#### [ACTIVITY]
Starting with the line that contains "I see no sense" and stopping after the line that contains "merge it in.", copy the entries below exactly. Include nothing else.

[Collected data entries]
········
Issue #4152, opened 2019-04-09
Add Flag to Leaderboard


aashutoshrathi:
### What 

The current leaderboard just has country names with their respective bounties count.
We can make it more user-friendly by adding a flag of the country ahead of their name.

![image](https://user-images.githubusercontent.com/21199234/55767457-a3ba4a80-5a96-11e9-8a29-7b1da9e1e30e.png)

### Why

It will be convenient for the user to search for the country and will give better UX.

hydr063n:
@thelostone-mc  Hi. I want to point out some issues I found while testing on live site.

1. I saw it working a few week back but some of the country names are not mapped correctly in the data file. I figured we could extend to a new PR so as to fine tune the render. All that's needed to is to match the country names that gitcoin uses to a country abbreviation in the data file.

2. I think another commit may have changed the frontend code during a loop so its currently not rendering the flag. I zipped the flags with the items list as I needed a parallel list but now only the items list is being traversed in the loop. I think the name may have been confused. Might be better to rename the list to much more understandable name like `items_and_flags`
![zipped list not used in loop] (https://i.imgur.com/JoEX93A.png "zipped list not used in loop")
![zipped list not used in loop] (https://i.imgur.com/JoEX93A.png "zipped list not used in loop")

I will be happy to extend the extra work into a new PR. Anyway, the pull request has been merged, will I receive a tip for this PR?

PR #6509, opened 2020-04-27
feature - add flags to leaderboard

hydr063n:
##### Description

I've added functionality to load flag icon next to the country in Community leaderboard

##### Refers/Fixes

https://github.com/gitcoinco/web/issues/4152

##### Testing

Before: https://user-images.githubusercontent.com/21199234/55767457-a3ba4a80-5a96-11e9-8a29-7b1da9e1e30e.png

After:
1. Personally curated test data 4 countries: https://imgur.com/a/8UQcuSj

2. If the mapping of Country name to flag fails the default flag is USA e.g Incorrectly spelled Yemen displays US flag https://imgur.com/a/qMRwD15

3. Real Rinkeby data https://imgur.com/a/KhC84UK

I opted for the flag API instead of emojis as (from my personal research) Microsoft Windows doesn't support flag emojis. Idk, works on my Linux but the userbase of Linux compared to Windows is small.


app/marketing/views.py
```diff
@@ -790,6 +790,24 @@ def leaderboard(request, key=''):
             for tech in techs:
                 technologies.add(tech)
 
+    import pandas
```
danlipert, line 793: Can you move this import to the top of the file?

danlipert: Actually, we don't need to use pandas for this - you could either take that list of country codes and set it up as a python file and just import that here. I think thats easiest.

app/marketing/views.py
```diff
@@ -845,8 +863,11 @@ def leaderboard(request, key=''):
     if next_update and next_update < timezone.now():
         next_update = timezone.now() + timezone.timedelta(days=1)
 
+    dualList= zip(items[0:limit],flags)
```
danlipert, line 866: please use snake case for variable names: https://en.wikipedia.org/wiki/Snake_case

app/marketing/views.py
hydr063n: I've converted the csv into a python list and set the required flag variables inside the new file

app/marketing/views.py
hydr063n: whoops. fixed!

PR #6511, opened 2020-04-27
add uri schema for celo, zil

danlipert:
##### Description

This PR adds testnet URI schema for Celo and the expected schema for ZIL

##### Refers/Fixes

n/a
##### Testing

untested


danlipert:
Tested this with the current build of the mobile app - it only supports raw address scanning right now, will update when I know the compatible build is coming out.

PR #6545, opened 2020-05-01
Fixes for serialize issue/performance tweak

androolloyd:
…ce/lower serialization weight, if the new view fails, load the old view

##### Description
Remove Active Bounties from the TribesSerializer
move the response higher up the request as we don't need the overhead of processing data we're not using for this view.


thelostone-mc:
@androolloyd derp not sure why this didn't get in!
Could you resolve the conflicts ? 😅

androolloyd:
ill Review and update. I have another branch pushed that I believe encompasses these changes.

androolloyd:
this is apart of a newer update.

PR #6585, opened 2020-05-05
no hardcoded mainnet in Kudos search

vporton:
##### Description

Mainnet was hardcoded in Kudos search (in quests, for instance). I've fixed this. Now it works with Rinkeby.

Check it on mainnet before merging to `master`.


owocki:
while i agree this is useful for development, i think we should strongly consider the UX implications of this before merging.  

we had it so that it'd only load tokens from the network you were on before, and it created several support requests per week from people who didnt understand that it was only loading tokens from that network, and we had to explain it to them.  

not saying we shouldnt make this change, but i do think that if we do then we should consider adding some UX bumpers to let people know thats how its populating.

vporton:
> while i agree this is useful for development, i think we should strongly consider the UX implications of this before merging.
> 
> we had it so that it'd only load tokens from the network you were on before, and it created several support requests per week from people who didnt understand that it was only loading tokens from that network, and we had to explain it to them.

"the network you were on before" you mean the currently chosen (by MetaMask) network? I don't understand your wording.

> not saying we shouldnt make this change, but i do think that if we do then we should consider adding some UX bumpers to let people know thats how its populating.

We may add a noticeable note "Tokens from Rinkeby" (when on Rinkeby) in editing a quest. That would be a perfect solution.

thelostone-mc:
@vporton I'd recomment a diff way to go about this !
Define a variable which checks if the app is in live / local ->
If live -> just leave it at mainnet 
If develop -> use document.web3network


What do you think of that ?

vporton:
> @vporton I'd recomment a diff way to go about this !
> Define a variable which checks if the app is in live / local ->
> If live -> just leave it at mainnet
> If develop -> use document.web3network
> 
> What do you think of that ?

I see no sense in this. What's wrong with my way?

Everything in the Web3 interface of GitCoin is controlled with `document.web3network` variable. Why should Kudos be an exception?

danlipert:
@vporton I think there are some good points here with some good paths forward - if you disagree then close the PR, otherwise please add the additional functionality (networking warning, local/prod settings, maybe something else) and we'll merge it in.

vporton:
I reverted my Kudos network change, as it was used only for debugging. So the PR is ready to accept.

PR #6591, opened 2020-05-05
Quests improvements

vporton:
##### Description

Work in progress (now no more WIP) over https://github.com/gitcoinco/web/issues/6542:

I made quests cache updated more often (every hour; isn't this too often?) Ideally it would be updated dynamically (without a cache), but that would require:

1. Add sums to the DB (with `db_index=True`).

2. Write a Django DB migration to update sums for existing data. (This would also probably require the site to be down for probably a few seconds.)

3. Rewrite the view.

The result seems not worth the work. (Anyway, who does need quest results updated more often than hourly? We are not a real time gaming site.)

It remains to implement the other half of the issue.


vporton:
All three issues are solved (I will remove WIP status from this PR):
* no referral rewards for quests
* disallow running several instances of the same quest in parallel
* refresh the leaderboard more frequently

To solve the issues with parallel running, I only allow running questions in a fixed order. If the user opens another tab, it leads to his second quest instance to fail. (Should probably be a better error message, but do we care about informing hackers that they attempt to hijack us?) It uses the existing quest cooldown timer.

This solution is incompatible with the idea to display questions in a random order, but let's solve this issue when work on it, not now.

app/assets/v2/js/kudos-search.js
```diff
@@ -32,7 +32,7 @@ function kudosSearch(elem) {
 
           let query = {
             term: params.term[0] === '@' ? params.term.slice(1) : params.term,
-            network: 'mainnet',
+            network: document.web3network,
```
aneopsy, line 35: I'm not sure about that

app/quests/helpers.py
```diff
@@ -46,6 +46,7 @@ def record_award_helper(qa, profile, layer=1, action='Beat', value_multiplier=1)
     """
     Awards point awards (and referral rewards) to a winner
     """
+    return  # temporarily disabled (until we solve the hijacking problem)
```
aneopsy, line 49: The goal is to only disable the referral rewards, not all the rewards by commenting L90 & L91

vporton: Fixed.

vporton: Note I changed the network to `document.web3network`, because it is otherwise impossible to debug it on localhost. See also https://github.com/gitcoinco/web/pull/6585

app/assets/v2/js/kudos-search.js
owocki, line 35: note that this will yieid complaints from end users who are not prompted to change their web3 netowrk when searching...

danlipert: @vporton do you want to address Kevin's comment here?

vporton: Just revert my change.

vporton: I have reverted the change.

thelostone-mc:
Closing this out as we'd like this to be maintained by the DAO instead of the monorepo

PR #6598, opened 2020-05-06
hardcode mainnet tokens on /settings/tokens page

owocki:
##### Description

hardcode mainnet tokens on /settings/tokens page 

we get a support request about this like twice a week.  rather than keep on trying to explain it, i think we should just show the mainnet tokens in all cases.

##### Refers/Fixes

https://gitcoincore.slack.com/archives/CAXQ7PT60/p1588720173226000

##### Testing

tested locally


owocki:
https://github.com/gitcoinco/web/pull/6599

PR #6626, opened 2020-05-11
ENS support for sending tips and sending / receiving kudos

erib3:
##### Description

I added support for ENS by resolving addresses on the server side, it proved to be a simpler way to implement this. ENS resolution is now possible when sending tips and kudos and also receiving kudos. 

##### Refers/Fixes

https://github.com/gitcoinco/web/issues/5470

### DIFF
--- a/app/assets/v2/js/shared.js
+++ b/app/assets/v2/js/shared.js
@@ -977,6 +977,20 @@ function getNetwork(id) {
   return networks[id] || 'custom network';
 }
 
+function resolveENS(ens_name) {
+  let test_Url = 'http://localhost:8000/resolve_ens/';
+  let prod_Url = 'https://gitcoin.co/resolve_ens/';
+
+  var request = new XMLHttpRequest();
+
+  request.open('GET', test_Url.concat(ens_name), false); // `false` makes the request synchronous
+  request.send(null);
+
+  if (request.status === 200) {
+    return (request.responseText);
+  }
+}
+
 // figure out what version of web3 this is, whether we're logged in, etc..
 var listen_for_web3_changes = async function(no_ui_updates) {
   reloadCbAddress();
--- a/app/assets/v2/js/shared.js
+++ b/app/assets/v2/js/shared.js
@@ -978,17 +978,18 @@ function getNetwork(id) {
 }
 
 function resolveENS(ens_name) {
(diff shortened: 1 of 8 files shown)


app/assets/v2/js/shared.js
```diff
@@ -977,6 +977,20 @@ function getNetwork(id) {
   return networks[id] || 'custom network';
 }
 
+function resolveENS(ens_name) {
+  let test_Url = 'http://localhost:8000/resolve_ens/';
+  let prod_Url = 'https://gitcoin.co/resolve_ens/';
+
+  var request = new XMLHttpRequest();
+
+  request.open('GET', test_Url.concat(ens_name), false); // `false` makes the request synchronous
```
thelostone-mc, line 986: code needs to be updated -> to use test in local / production

app/assets/v2/js/shared.js
```diff
@@ -977,6 +977,20 @@ function getNetwork(id) {
   return networks[id] || 'custom network';
 }
 
+function resolveENS(ens_name) {
+  let test_Url = 'http://localhost:8000/resolve_ens/';
+  let prod_Url = 'https://gitcoin.co/resolve_ens/';
+
+  var request = new XMLHttpRequest();
```
thelostone-mc, line 984: ^ let /const 
Do we wanna use `fetchData` instead of `XMLHttpRequest`?

app/assets/v2/js/shared.js
```diff
@@ -977,6 +977,20 @@ function getNetwork(id) {
...
+
+  request.open('GET', test_Url.concat(ens_name), false); // `false` makes the request synchronous
+  request.send(null);
+
+  if (request.status === 200) {
```
thelostone-mc, line 989: Could we also handle when status is not 200

erib3:
https://drive.google.com/file/d/1In00O2YNDDG_8VUU3_u63t4RhOUDH2wH/view?usp=sharing

app/assets/v2/js/shared.js
octavioamu: for sure we should be using fetch instead.

thelostone-mc:
Closing this out ! Do reopen this if comments can be addresed

PR #6641, opened 2020-05-12
limit maximum input in the comments 500 chars

x5engine:
limit maximum input in the comments otherwise, you will get something like this

https://gitcoin.co/townsquare?tab=activity:273525

image

so better allow maximum 500 chararacters


x5engine:
yeaah but where is my 1 eth :D @thelostone-mc

owocki:
https://github.com/gitcoinco/web/blob/master/docs/CONTRIBUTING.md#monetization-policy

x5engine:
okay then it means, I get nothing for contributing?

owocki:
did you read the above monetization policy

x5engine:
okay sure

PR #6692, opened 2020-05-20
adds view counts to many objects on site, so we can see what items are popular when

owocki:
##### Description

adds view counts to many objects on site, so we can see what items are popular when

this is important bc it allows us to provide analytics data to users about whats popular, and visualize the funnel

##### Refers/Fixes

https://gitcoincore.slack.com/archives/CBWA6A75M/p1590015181146800

##### Testing

tested locally, bounties, hackathons, kudos, grants all load


app/economy/models.py
```diff
@@ -134,6 +135,43 @@ def created_human_time(self):
...
+    def content_type(self):
+        ct = ContentType.objects.get_for_model(self)
+        return str(ct)
+
+    @property
+    def view_count_redis_key(self):
+        key = f"{self.content_type}_{self.pk}"
+        return key
+
+    def increment_view_count(self):
```
owocki, line 148: @gitcoinco/engineers im consdidering shifting from storing as a total count in redis, to a `ObjectView` django database object, which would allow us to 
1. store time series data
2. also keep track of who views what (useful for segmenting purposes)
3. differentiate index page views (like on /grants) from specific viewings of individual objects (like /grants/35/sustainability fund)

any objection if i do this?  seems like the only counter-point would be DB bloat.

danlipert: There will no doubt be a performance impact in reading and tallying this data - if you want to store that data for later data analysis I think it should be done in parallel with storing the total count in redis. Only the redis count should ever be read from during a web request.

app/dashboard/tasks.py
```diff
@@ -135,3 +136,21 @@ def m2m_changed_interested(self, bounty_pk, retry: bool = True) -> None:
...
+
+@app.shared_task(bind=True, max_retries=1)
+def increment_view_count(self, pks, content_type, retry: bool = True) -> None:
+    """
+    :param self:
+    :param pk:
+    :param content_type:
+    :return:
+    """
+    redis = RedisService().redis
```
danlipert, line 149: A good opportunity here to optimize performance is to swap out the `redis_service.py` code we use for just using a proper connection pool

app/economy/models.py
owocki: good idea.

as a rule, i think we shouldnt write to the DB from most HTTP requests. factoring into a task is almost always a good idea

owocki:
82ab79fdad94dc2e4490030722c4eab7e17b9494 adds time series and user specific data to this PR.  

marking as rdy for review

owocki:
rdy for review

PR #9348, opened 2021-08-12
GITC-245: Implements the CLR calc in SQL

gdixon:
##### Description

This PR implements the CLR calc in SQL in an attempt to improve performance.

To test:

```
# run this first to set trust-bonus into the db model
docker exec -it web_web_1 ./app/manage.py update_trust_bonus --call-now 1

# then compare the results of the following...
docker exec -it web_web_1 ./app/manage.py estimate_clr mainnet 1 full true
docker exec -it web_web_1 ./app/manage.py estimate_clr2 mainnet 1 full true
docker exec -it web_web_1 ./app/manage.py estimate_clr3 mainnet 1 full true
```

*please note, once each of the variations have been tested on production - a follow up PR will be raised to remove print statements and move the most effective variation to `clr.py`*

##### Refers/Fixes

Fixes: GITC-245

##### Testing

Tested locally

**clr.py**
Screenshot 2021-08-17 at 12 09 41
**clr2.py**
Screenshot 2021-08-17 at 12 11 23
**clr3.py**
Screenshot 2021-08-17 at 12 12 22

*note: I've deferred contributions from 1095 -> 993 - your results will be different to what you see in these screenshots*

PR #10034, opened 2022-01-25
chore: optimise CLR performance away from O(n^2)

gdixon:
##### Description

This PR:

1. caches the `sqrts` for each contributor to reduce the need to perform the same (expensive) calc multiple times

2. changes how we pair so that our time complexity comes in at something like `O((n^2)/2)`:

```
obj = {1: 2, 2: 3, 3: 4}
contributors = []
pairs = {}
for k1, v1 in obj.items():
    for k2 in contributors:
        u_k1 = k1 if k2 > k1 else k2
        u_k2 = k2 if k2 > k1 else k1
        if u_k1 != u_k2:
            if u_k1 not in pairs:
                pairs[u_k1] = {}
            if u_k2 not in pairs[u_k1]:
                pairs[u_k1][u_k2] = 0

            pairs[u_k1][u_k2] = obj[u_k1] * obj[u_k2]

    contributors.append(k1)
```

We expect `pairs = {1: {2: 6, 3: 8}, 2: {3: 12}}`, which consists of every pair multiplied together just once, this reduces the number of calcs we need to perform by 50%. We also apply this same behaviour to the `calculate_clr` function, to save the same amount of compute there.

##### Testing

Tested locally and against GR12 results

Before:
Screenshot 2022-01-25 at 12 44 04

After:
Screenshot 2022-01-25 at 13 48 43

### DIFF
--- a/app/grants/clr.py
+++ b/app/grants/clr.py
@@ -20,6 +20,7 @@ along with this program. If not, see <http://www.gnu.org/licenses/>.
 import copy
 import time
 
+from django.db import transaction
 from django.utils import timezone
 
 import numpy as np
@@ -472,7 +473,7 @@ def apply_cap(totals, match_cap_per_grant, should_spread):
 
     return totals
 
-
+@transaction.atomic
 def predict_clr(save_to_db=False, from_date=None, clr_round=None, network='mainnet', only_grant_pk=None, what='full', use_sql=False):
     # setup
     counter = 0
--- a/app/grants/clr.py
+++ b/app/grants/clr.py
@@ -132,10 +132,10 @@ def translate_data(grants_data):
     for g in grants_data:
         grant_id = g.get('id')
         for c in g.get('contributions'):
-            profile_id = c.get('id')
+            profile_id = int(c.get('id'))
             trust_bonus = c.get('profile_trust_bonus')
             if profile_id:
-                val = [grant_id] + [c.get('id')] + [c.get('sum_of_each_profiles_contributions')]
+                val = [grant_id] + [profile_id] + [c.get('sum_of_each_profiles_contributions')]
                 grants_list.append(val)
                 trust_dict[profile_id] = trust_bonus
 
@@ -167,7 +167,7 @@ def aggregate_contributions(grant_contributions):
     return contrib_dict
 
 
-def get_totals_by_pair(contrib_dict):
+def get_totals_by_pair(curr_agg):
     '''
         gets pair totals between current round, current round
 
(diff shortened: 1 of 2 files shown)


owocki:
13min to 5min seems promising!

owocki:
i'm unfortunately not close enough to the code to be able to comment on it in a meaningful way :/

app/grants/clr.py
```diff
@@ -181,27 +182,60 @@ def get_totals_by_pair(contrib_dict):
...
+        # build inner layer against contributors
+        contributors = []
+        # cache sqrts of each contribution to make pairing easier
+        curr_agg_sqrts[proj] = {}
+        # iterate on the contributions and set default state
         for k1, v1 in contribz.items():
-            if k1 not in pair_totals:
-                pair_totals[k1] = {}
+            # cache the sqrt of the given value (v1 = total contribution to this grant by this user)
+            curr_agg_sqrts[proj][k1] = float(v1) ** 0.5
```
owocki, line 211: what if we calculate the sqrt when we save the `Contribution` and then we dont have to calculate it again every time we run clr calcs?

this assumes that the sqrt part is costly performance wise at all ( i dont know that it is )

owocki: oh wait that wont work bc u actually want the` sqrt (all of a users contributions)` not the `sum(sqrt(contribution) x num_contribs)`

app/grants/clr.py
```diff
@@ -181,27 +182,60 @@ def get_totals_by_pair(contrib_dict):
...
+                        user_id (float): sqrt(aggregated_amount) (float)
+                    }
+                }
+            pairs_tot
+                int: the number of cycles it took to construct the pairs
     '''
+    pairs_tot = 0
     pair_totals = {}
-
+    curr_agg_sqrts = {}
```
thelostone-mc, line 201: Ah we keep updating this over time and before calculating -> check if data is available here.
this is nice :D

thelostone-mc:
Pulled this in locally and tested it out for a small CLR round and the numbers seem to match !
This is <3

thelostone-mc (approved):

app/grants/clr.py
```diff
@@ -181,27 +182,60 @@ def get_totals_by_pair(contrib_dict):
...
     # start pairwise match
-    for _, contribz in contrib_dict.items():
+    for proj, contribz in curr_agg.items():
```
owocki, line 203: fwiw, i have a *hunch* that much of the aggregation (and sqrt + pairwise) code could be rewritten in SQL (stays in the DB server) and be much much much more efficient than pulling it all back from the database server + assembling it in memory on the task server + then writing it back to the db.

its just a hunch tho.

gdixon: I had the same suspicion and wrote this version: https://github.com/gitcoinco/web/blob/53707dc28231563f24fe6e3737d5c6a6a48693bb/app/grants/clr2.py

(POC here: https://dbfiddle.uk/?rdbms=postgres_9.6&fiddle=ba238edb1599780f776099ed98bcb2e4)

I couldn't prove it was more efficient than making the pairs + clr in python though :( My findings are over here: https://github.com/gitcoinco/web/pull/9348 - there could be some optimisations we could make that I've missed though?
········
#### [ANSWER TO THIS TASK]
I see no sense in this. What's wrong with my way?

Everything in the Web3 interface of GitCoin is controlled with `document.web3network` variable. Why should Kudos be an exception?

danlipert:
@vporton I think there are some good points here with some good paths forward - if you disagree then close the PR, otherwise please add the additional functionality (networking warning, local/prod settings, maybe something else) and we'll merge it in.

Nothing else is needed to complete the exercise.